START MATERIAL PROVIDED
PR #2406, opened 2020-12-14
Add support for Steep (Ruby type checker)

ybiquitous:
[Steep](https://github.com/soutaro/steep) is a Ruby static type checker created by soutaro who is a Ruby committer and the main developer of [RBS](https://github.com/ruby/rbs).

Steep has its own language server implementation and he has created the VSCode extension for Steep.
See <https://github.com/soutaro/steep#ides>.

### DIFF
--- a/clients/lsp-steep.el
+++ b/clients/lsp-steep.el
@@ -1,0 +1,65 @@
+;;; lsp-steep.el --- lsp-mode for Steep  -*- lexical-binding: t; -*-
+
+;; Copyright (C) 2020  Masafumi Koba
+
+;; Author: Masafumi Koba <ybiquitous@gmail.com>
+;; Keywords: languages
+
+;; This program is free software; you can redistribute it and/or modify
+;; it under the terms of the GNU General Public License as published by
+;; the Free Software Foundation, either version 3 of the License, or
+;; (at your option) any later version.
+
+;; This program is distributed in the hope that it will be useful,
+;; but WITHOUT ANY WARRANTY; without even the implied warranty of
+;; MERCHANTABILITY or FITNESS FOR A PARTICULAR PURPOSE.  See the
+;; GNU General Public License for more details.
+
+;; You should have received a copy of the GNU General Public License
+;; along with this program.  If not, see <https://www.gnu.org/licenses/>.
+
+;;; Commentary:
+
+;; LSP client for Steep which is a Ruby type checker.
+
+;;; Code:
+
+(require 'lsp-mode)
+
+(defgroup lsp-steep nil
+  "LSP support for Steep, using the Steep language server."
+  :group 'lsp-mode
END MATERIAL PROVIDED
START MATERIAL PROVIDED
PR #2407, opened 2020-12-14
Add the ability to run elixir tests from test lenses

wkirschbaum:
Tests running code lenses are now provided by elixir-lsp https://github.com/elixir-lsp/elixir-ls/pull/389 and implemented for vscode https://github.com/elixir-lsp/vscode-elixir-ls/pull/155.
END MATERIAL PROVIDED
PROBLEM STATEMENT: Return, word for word, the lines of the data above from the line with "PR #2406, opened 2020-12-14" through the line with "-1,0 +1,65 @@", inclusive.

SOLUTION FOR THIS PROBLEM:
PR #2406, opened 2020-12-14
Add support for Steep (Ruby type checker)

ybiquitous:
[Steep](https://github.com/soutaro/steep) is a Ruby static type checker created by soutaro who is a Ruby committer and the main developer of [RBS](https://github.com/ruby/rbs).

Steep has its own language server implementation and he has created the VSCode extension for Steep.
See <https://github.com/soutaro/steep#ides>.

### DIFF
--- a/clients/lsp-steep.el
+++ b/clients/lsp-steep.el
@@ -1,0 +1,65 @@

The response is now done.